Avrupa’daki barış ve istikrarın, çoğulcu, demokratik ve müreffeh toplum modelinin dünyaya örnek teşkil etmesi açısından da Türkiye’nin üyeliği ayrı bir öneme sahiptir. Netice olarak Türkiye’nin Avrupa Birliği’ne üyeliği, her bakımından tarihi bir fırsat oluşturacaktır.

AB üyelik sürecimizin, Zat-ı Devletleri’nin 3 Ekim 2010 tarihinde verdiği bir mülakatta da ifade ettiği gibi, adil bir şekilde ele alınması gerekir. Bu, her şeyden evvel “ahde vefa”nın bir gereğidir.

Sayın Federal Cumhurbaşkanı,

Kıymetli Misafirler,

Halen en büyük ticaret ortağımız olan Almanya ile ilişkilerimiz her alanda gelişmektedir. Güncel uluslararası meselelere yaklaşımımız da büyük ölçüde örtüşmektedir.

Tüm bu alanları kapsayan stratejik işbirliğimiz, örnek bir nitelik taşımaktadır.

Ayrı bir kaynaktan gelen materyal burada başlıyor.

PR #2075, opened 2022-08-22
Initial functionality google-search-suggestions

flightmansam:
Added search url (for english only).
Tentatively disabled search engine check in instantAnswerPlugin

### DIFF
--- a/js/searchbar/instantAnswerPlugin.js
+++ b/js/searchbar/instantAnswerPlugin.js
@@ -61,9 +61,9 @@ var instantAnswers = {
 
 function showSearchbarInstantAnswers (text, input, event) {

Bu bağlamda, Balkanlar’dan Afganistan’a kadar uzanan geniş bir coğrafyada uluslararası barış, huzur, istikrar ve refaha katkıda bulunmak için yürüttüğümüz ortak çalışmaları iftiharla vurgulamak isterim.

İlişkilerimizi asıl güçlü kılan, ziyaretiniz sırasındaki görüşmelerimizde de teyit ettiğimiz üzere, geleceğe dönük işbirliği iradesi ve kararlılığımız ile paylaştığımız çağdaş değerlerdir.

Bu anlayışla, Zat-ı Devletleri’ni, Muhterem Eşinizi ve heyetinizin değerli üyelerini bir kez daha en kalbi duygularımla selamlıyor; kadehimi sağlık ve mutluluğunuz ile Türk ve Alman halkları arasındaki kadim ve ebedi dostluğa kaldırıyorum.